Cuando fue el turno de Sergey, Kartov le miró con ironía, como diciéndole, he debilitado mi posición a conciencia para que ganes la partida pero es imposible que puedas encontrar el modo de hacerlo ya que todavía te queda mucho que aprender. Y si no lo encuentras verás cómo de esa debilidad emerge un ataque tan poderoso que en cuestión de cuatro jugadas la partida habrá acabado para ti.

El niño empezó a rascarse la nariz. Parecía nervioso. Miró una y otra vez el tablero. El tiempo seguía transcurriendo velozmente. Sergey ni parpadeaba. Sólo pensaba y pensaba, pero las agujas del reloj avanzaban muy deprisa.

Treinta segundos. Sólo le quedaba medio minuto. Acabaría perdiendo por falta de tiempo. Esa era la otra gran estrategia de Kartov: el niño perdería mucho tiempo examinando la posición tan complicada que le había planteado. Luego, cuando la partida acabase, mostraría al chaval y al público la estrategia que había urdido.

Quince segundos, catorce, trece, doce, once, diez. Sergey movió pieza y paró su reloj. Kartov se llevó las manos a la cabeza y se acarició el pelo. ¡El niño había encontrado la jugada precisa! Pero tranquilo, le faltan seis movimientos hasta el mate y sólo le restan diez segundos…

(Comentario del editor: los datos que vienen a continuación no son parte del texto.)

PR #9847, opened 2024-09-11
chore(ui5-notification-list): improve popover example

TeodorTaushanov:
BGSOFUIRODOPI-3231


LidiyaGeorgieva (commented):
- Please make the "Notifications in ShellBar" sample height bigger (more than the recommended height of the popover 640px)
- The same sample shows "notifications" icon with badge with number "6", but the notifications are more than 6. Maybe we should remove it since it is not correct?
- The loading indicator is missing in the "Notifications in ShellBar" sample (the way it is shown in the list https://sap.github.io/ui5-webcomponents/nightly/components/List/#growing-on-button-press) . Is this intentional?

TeodorTaushanov:
> * Please make the "Notifications in ShellBar" sample height bigger (more than the recommended in the design height of the popover 640px)
> * The same sample shows "notifications" icon with badge with number "6", but the notifications are more than 6. Maybe we should remove it since it is not correct?
> * The loading indicator is missing in the "Notifications in ShellBar" sample (the way it is shown in the list https://sap.github.io/ui5-webcomponents/nightly/components/List/#growing-on-button-press) . Is this intentional?
> * Please add the ID of the BLI from Jira

Done

PR #9849, opened 2024-09-11
chore: migrate more base tests to Cypress

ilhan007:


packages/main/cypress/specs/base/InvisibleMessage.cy.ts
```diff
@@ -0,0 +1,33 @@
+import announce from "@ui5/webcomponents-base/dist/util/InvisibleMessage.js";
+import "../../../src/Button.js";
+import "../../../src/CheckBox.js";
```
nnaydenow, line 3: you need only one component and maybe we can render it.

Initial rendering test depends on framework boot that will come from some of the components. otherwise it is randomly failing.

nnaydenow (changes requested):

packages/main/cypress/specs/base/IgnoreCustomElements.cy.ts
```diff
@@ -0,0 +1,35 @@
...
+			title-text="Product">
+		</ui5-card-header>
+
+		<app-trip-calendar class="myCard-trip-calendar"></app-trip-calendar>
+		<my-trip-calendar class="myCard-trip-calendar"></app-trip-calendar>
+	</ui5-card>`);
+
+		cy.wrap({ shouldIgnoreCustomElement })
+			.invoke("shouldIgnoreCustomElement", "app-trip-calendar")
+			.should("be.eq", true);
```
nnaydenow, line 25: minor: could be replaced `.should("be.true")`

nnaydenow (approved):

PR #9866, opened 2024-09-13
chore(ui5-notification-list): fix minor styling issues

TeodorTaushanov:
Fixed Fiori 3 themes and sticky header small moving. 

BGSOFUIRODOPI-3231


LidiyaGeorgieva (commented):
- The padding-top of the button is 14px, which differ from the left, right and bottom padding (16px):

{1AFD7F71-B4B9-4F70-BE3C-C1BD9B369DF0}

Maybe top and bottom paddings should be less since the current height of the button is 48px, but by design is 44px [link sent separately]

- please take care for Fiori_3 styling of the button also

LidiyaGeorgieva (approved):

PR #9876, opened 2024-09-16
docs(ui5-dialog): improve basic sample

s-todorova:
The basic sample now showcases achieving a confirmation dialog with two buttons like in opneui5 by using ui5-toolbar and ui5-toolbar-buttons.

Tras mover Kartov la pieza que ya tenía prevista, Sergey respondió inmediatamente con otra jugada. Sólo había agotado un segundo de su tiempo. Entonces el gran maestro internacional, campeón de Europa y aspirante al trono mundial, se vino abajo. ¡El niño había encontrado la segunda jugada! Y lo que era peor, lo había hecho con tanta velocidad que eso indicaba que tenía pensados y repensados los movimientos posteriores.

Por si acaso, Kartov decidió quemar su último cartucho: los apuros de tiempo del niño, al que sólo quedaban nueve segundos. Se pondría nervioso, vacilaría un instante y el tiempo se le esfumaría. Por eso actuó rápidamente y en un segundo hizo su jugada. Así no le daría al chaval una oportunidad extra para pensar. Sergey, que empezó a sonreír, lo tenía claro. Inmediatamente movió pieza, la esperada por Kartov. Este movió de nuevo a gran velocidad, sin agotar más que un segundo. Sergey replicó inmediatamente y así, con movimientos velocísimos, se llegó a la última jugada. Enfrentado a otro jugador, Kartov habría abandonado la partida antes del fatídico final pero estaba jugando con un niño… ¿Es que no se iba a poner nervioso? ¿No se equivocaría en el último instante? ¡El chaval estaba moviendo a jugada por segundo! No se creía lo que estaba viendo.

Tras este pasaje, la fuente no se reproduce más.